Testaccuracy | Trainaccuracy | Maxwordlength | Numofletters | Wordpairsnumber | |
Test accuracy | 1 | 0.64 | 0.28 | −0.03 | 0.49 |
Train accuracy | 1 | 0.05 | 0.10 | −0.01 | |
Max word length | 1 | 0.11 | 0.21 | ||
Number of letters | 1 | −0.28 | |||
Word pairs number | 1 |
Again, for this explanation we have a contradicting Romanian language which has relatively large dataset of more than 300 thousand word pairs, longest word of 53 letters (longer than the Turkish language longest word of 50 letters) and scoring only 0.79 for test accuracy, neighboring with the Russian language on the scale. Other Romance group languages such as Italian, Catalan, Galician, Spanish, Portuguese and French scored on the range of 0.81 to 0.91 for test accuracy, and we can conclude that Romance languages are positively responsive to our lemmatization method except for the Romanian language.

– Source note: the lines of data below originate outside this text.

PR #27490, opened 2021-12-29
Make Position::HasInLine really check if the target pos is in line an…

Seyden:
…d not if its in range in the cone

**Changes proposed:**

-  Currently Position::HasInLine does check if the target position is in a distance less than width IN a line, this is not correct because we only want to know if the target position is in LINE with an infinite y axis distance
-  
-  

**Issues addressed:**

**Tests performed:**

- [ ] 
- [ ]


Seyden:
Currently HasInLine is using width to calculate the distance within the line, which shouldn't be the job of this function

image

Seyden:
(Not valid) Wow coordination system swaps x and y, therefore sinus is correct here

4.3 Comparison with UDPipe
Comparing the test samples scoring with lemmatization results over the UDPipe API yielded the results shown in Fig. 3.
UDPipe has no models for Manx Gaelic, Asturian and Welsh languages, so we were able to make comparison only on the rest of the languages.
Our lemmatizer outperformed the UDPipe models on all languages except for Farsi, Estonian, English and Hungarian. The languages on which our lemmatizer performed badly supposedly had insufficient training data (see Figure 3), which can be fixed in the future.
5 Conclusion and Future Work
The lemmatization method presented in this paper showed good potential for the use on different languages from different language groups, and is worth further development on larger datasets of the tested languages, as well as Asian and African languages.
For future work, we plan exploring the feature importance for different languages, such as what parts of the word are deemed more significant in a language for inducing a words normal form.
In addition, building and possible interpreting the decision tree diagrams built for each language by the algorithm can be a very important step towards improving the accuracy of the algorithm.